TASK PROMPT
Go through the entries below and count the lines holding the word "scrollIntoView". Reply with only the number, please.

*** DATA UNDER STUDY ***

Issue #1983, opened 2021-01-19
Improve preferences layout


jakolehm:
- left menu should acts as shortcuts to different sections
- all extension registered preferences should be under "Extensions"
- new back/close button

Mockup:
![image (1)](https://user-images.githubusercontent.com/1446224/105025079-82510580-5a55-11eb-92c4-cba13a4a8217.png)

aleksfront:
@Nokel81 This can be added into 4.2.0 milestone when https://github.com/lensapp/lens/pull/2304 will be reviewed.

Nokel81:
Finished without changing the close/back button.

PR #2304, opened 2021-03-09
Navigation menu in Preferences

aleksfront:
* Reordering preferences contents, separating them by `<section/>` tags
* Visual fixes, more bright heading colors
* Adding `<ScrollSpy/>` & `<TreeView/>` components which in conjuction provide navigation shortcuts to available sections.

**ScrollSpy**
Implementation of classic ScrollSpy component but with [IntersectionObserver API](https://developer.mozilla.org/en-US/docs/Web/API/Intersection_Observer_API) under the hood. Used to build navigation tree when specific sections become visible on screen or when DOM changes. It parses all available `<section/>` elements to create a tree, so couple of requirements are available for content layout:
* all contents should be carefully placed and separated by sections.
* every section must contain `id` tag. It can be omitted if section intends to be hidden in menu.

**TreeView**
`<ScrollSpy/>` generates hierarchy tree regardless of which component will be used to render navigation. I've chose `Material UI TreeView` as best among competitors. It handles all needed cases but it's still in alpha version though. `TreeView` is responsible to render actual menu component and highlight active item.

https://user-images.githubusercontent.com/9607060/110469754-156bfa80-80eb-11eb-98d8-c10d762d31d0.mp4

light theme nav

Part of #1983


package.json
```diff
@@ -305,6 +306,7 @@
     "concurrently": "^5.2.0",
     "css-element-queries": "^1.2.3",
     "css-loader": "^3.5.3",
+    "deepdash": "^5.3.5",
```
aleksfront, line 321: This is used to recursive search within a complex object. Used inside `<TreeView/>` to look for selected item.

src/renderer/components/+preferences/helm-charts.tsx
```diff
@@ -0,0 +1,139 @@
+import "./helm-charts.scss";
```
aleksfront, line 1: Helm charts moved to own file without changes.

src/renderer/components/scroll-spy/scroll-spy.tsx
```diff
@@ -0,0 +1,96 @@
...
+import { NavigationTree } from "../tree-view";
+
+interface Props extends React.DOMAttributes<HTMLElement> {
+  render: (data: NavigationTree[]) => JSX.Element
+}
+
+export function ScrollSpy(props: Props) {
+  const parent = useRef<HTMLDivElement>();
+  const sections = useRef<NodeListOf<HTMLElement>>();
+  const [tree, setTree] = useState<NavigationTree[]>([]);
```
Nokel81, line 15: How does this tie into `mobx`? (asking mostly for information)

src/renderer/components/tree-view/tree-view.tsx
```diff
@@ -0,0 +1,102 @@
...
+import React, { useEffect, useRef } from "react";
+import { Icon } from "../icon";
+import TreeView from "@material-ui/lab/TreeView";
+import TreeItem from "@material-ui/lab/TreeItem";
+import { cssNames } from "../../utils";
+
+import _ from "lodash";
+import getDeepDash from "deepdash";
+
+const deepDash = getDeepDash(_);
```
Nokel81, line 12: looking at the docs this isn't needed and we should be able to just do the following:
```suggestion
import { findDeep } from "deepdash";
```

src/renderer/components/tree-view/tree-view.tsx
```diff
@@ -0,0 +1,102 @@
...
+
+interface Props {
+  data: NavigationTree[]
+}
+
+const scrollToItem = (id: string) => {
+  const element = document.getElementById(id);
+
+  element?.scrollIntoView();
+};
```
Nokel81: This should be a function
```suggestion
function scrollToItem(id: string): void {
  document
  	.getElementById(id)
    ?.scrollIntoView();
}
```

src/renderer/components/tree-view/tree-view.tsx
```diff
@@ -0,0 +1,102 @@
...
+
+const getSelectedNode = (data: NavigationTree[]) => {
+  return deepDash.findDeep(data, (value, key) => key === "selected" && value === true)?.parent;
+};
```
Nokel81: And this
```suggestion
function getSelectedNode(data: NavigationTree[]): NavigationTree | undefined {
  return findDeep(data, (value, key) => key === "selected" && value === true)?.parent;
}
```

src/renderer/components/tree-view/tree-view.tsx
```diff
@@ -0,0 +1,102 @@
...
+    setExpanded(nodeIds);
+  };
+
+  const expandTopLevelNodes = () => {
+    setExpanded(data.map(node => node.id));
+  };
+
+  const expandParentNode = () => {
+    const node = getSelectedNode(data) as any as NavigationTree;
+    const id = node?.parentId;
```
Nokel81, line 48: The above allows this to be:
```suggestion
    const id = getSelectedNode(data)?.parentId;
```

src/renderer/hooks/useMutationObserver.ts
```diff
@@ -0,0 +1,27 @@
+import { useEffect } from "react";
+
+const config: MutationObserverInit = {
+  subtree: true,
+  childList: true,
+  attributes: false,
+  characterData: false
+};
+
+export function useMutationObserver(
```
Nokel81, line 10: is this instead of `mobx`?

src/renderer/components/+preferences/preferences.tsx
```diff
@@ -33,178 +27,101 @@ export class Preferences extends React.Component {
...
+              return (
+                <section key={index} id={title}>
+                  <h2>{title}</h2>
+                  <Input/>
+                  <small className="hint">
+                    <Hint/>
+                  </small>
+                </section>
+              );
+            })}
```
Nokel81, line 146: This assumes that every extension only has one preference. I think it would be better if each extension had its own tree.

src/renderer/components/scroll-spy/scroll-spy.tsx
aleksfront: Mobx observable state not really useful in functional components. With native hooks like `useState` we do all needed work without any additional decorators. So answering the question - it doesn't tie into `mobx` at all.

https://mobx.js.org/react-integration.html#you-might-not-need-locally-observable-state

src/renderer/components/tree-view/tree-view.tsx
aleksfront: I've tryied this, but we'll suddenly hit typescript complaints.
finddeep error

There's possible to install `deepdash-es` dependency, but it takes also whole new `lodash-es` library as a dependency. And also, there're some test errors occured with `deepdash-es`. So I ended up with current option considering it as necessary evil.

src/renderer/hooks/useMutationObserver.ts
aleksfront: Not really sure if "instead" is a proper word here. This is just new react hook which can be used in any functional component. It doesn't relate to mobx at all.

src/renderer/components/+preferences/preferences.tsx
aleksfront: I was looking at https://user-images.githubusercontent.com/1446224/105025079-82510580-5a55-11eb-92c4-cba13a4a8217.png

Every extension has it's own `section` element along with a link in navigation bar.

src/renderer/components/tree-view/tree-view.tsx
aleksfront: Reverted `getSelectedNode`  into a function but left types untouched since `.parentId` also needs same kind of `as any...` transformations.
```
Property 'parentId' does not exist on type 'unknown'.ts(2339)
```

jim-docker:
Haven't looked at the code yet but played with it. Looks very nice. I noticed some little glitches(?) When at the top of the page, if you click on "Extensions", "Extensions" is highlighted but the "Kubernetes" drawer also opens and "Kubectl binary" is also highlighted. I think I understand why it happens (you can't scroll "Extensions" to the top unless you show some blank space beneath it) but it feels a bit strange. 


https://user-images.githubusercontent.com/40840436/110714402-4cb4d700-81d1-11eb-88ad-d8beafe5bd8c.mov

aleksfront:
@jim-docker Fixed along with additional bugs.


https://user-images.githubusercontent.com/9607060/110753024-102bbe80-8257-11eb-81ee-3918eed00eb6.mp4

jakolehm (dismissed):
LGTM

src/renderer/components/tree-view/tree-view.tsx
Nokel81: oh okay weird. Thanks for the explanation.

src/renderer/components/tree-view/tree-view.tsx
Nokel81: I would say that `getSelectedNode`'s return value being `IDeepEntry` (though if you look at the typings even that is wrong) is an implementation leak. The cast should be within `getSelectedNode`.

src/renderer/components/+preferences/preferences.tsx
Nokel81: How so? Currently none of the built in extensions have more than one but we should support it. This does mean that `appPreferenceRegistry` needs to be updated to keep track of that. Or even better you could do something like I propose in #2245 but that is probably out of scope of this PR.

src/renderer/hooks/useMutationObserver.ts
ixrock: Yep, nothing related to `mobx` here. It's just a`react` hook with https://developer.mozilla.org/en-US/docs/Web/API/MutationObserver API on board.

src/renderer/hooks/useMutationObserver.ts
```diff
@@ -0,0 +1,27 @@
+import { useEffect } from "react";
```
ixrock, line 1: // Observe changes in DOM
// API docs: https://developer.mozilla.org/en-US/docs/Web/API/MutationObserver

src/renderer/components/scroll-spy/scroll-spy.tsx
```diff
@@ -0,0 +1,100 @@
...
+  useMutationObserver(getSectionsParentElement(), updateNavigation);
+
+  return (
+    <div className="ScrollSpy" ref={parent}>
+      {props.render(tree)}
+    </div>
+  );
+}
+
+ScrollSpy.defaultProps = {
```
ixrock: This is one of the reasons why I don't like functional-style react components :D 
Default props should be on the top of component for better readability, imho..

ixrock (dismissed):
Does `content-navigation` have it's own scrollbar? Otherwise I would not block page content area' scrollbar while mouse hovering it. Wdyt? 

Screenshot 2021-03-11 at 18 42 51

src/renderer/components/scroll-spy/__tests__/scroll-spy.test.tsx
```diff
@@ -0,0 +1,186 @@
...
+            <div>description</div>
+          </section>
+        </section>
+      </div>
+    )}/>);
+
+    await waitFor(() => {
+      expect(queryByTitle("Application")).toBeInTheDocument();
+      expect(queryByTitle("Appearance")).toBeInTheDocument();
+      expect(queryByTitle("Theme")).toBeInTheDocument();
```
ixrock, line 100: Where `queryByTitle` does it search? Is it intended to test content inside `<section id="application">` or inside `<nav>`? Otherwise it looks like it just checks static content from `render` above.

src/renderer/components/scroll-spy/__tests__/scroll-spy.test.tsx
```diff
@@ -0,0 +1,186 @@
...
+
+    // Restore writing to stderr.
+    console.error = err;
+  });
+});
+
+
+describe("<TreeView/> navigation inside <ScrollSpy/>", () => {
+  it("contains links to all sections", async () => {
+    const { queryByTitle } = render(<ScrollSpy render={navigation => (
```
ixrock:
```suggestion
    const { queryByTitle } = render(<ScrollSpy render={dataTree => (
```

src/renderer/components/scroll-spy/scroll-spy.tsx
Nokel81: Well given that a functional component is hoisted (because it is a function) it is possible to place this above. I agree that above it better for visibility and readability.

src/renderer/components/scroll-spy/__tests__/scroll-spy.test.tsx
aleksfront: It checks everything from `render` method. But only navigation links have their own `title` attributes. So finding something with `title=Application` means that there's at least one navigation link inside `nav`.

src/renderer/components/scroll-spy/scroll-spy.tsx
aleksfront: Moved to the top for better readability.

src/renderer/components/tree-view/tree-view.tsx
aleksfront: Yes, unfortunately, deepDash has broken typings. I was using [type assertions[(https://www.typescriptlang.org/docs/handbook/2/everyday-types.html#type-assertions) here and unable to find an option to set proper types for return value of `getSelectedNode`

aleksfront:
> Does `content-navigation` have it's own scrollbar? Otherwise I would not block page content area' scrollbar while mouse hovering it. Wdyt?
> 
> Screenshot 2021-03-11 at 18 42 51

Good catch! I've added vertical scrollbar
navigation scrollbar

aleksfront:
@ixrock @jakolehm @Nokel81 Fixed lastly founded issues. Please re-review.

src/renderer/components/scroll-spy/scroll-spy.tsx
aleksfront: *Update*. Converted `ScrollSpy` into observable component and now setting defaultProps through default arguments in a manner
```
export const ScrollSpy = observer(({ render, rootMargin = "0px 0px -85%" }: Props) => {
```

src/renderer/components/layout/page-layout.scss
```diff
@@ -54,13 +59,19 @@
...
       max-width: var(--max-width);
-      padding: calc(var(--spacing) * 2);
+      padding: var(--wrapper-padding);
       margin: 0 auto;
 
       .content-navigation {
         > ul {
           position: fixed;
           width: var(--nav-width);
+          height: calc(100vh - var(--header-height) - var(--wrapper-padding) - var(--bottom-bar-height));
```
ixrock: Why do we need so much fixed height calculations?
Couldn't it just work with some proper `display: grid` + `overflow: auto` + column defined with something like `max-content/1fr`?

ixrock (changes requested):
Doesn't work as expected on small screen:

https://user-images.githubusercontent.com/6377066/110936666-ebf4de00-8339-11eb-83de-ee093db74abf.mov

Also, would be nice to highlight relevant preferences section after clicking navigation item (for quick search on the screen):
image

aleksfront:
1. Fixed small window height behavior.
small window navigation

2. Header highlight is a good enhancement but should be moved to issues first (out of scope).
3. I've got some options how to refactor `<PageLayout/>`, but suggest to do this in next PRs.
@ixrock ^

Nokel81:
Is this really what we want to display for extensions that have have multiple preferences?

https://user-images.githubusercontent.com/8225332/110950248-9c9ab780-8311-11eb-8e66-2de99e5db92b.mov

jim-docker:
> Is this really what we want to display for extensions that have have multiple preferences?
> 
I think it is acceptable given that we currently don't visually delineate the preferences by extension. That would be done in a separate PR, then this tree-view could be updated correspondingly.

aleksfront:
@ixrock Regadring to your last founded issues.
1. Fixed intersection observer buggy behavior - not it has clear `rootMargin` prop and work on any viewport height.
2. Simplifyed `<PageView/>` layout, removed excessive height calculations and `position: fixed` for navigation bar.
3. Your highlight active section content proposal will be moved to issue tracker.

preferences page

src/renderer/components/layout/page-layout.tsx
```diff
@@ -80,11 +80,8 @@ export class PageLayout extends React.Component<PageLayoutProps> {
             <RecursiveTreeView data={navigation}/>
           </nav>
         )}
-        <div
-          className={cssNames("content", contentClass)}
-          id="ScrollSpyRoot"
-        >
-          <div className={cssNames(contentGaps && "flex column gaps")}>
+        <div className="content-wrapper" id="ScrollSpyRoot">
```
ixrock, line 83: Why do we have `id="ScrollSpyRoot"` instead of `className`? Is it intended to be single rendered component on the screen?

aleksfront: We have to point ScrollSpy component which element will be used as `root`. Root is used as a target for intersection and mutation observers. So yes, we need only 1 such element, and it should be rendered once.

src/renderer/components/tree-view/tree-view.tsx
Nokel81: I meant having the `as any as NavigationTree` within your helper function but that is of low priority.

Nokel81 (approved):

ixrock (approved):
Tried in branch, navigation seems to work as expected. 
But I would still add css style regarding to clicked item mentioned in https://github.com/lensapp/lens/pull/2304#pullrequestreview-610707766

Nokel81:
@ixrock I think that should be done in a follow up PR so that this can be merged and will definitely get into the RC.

***

OUTPUT OF THE EXERCISE
2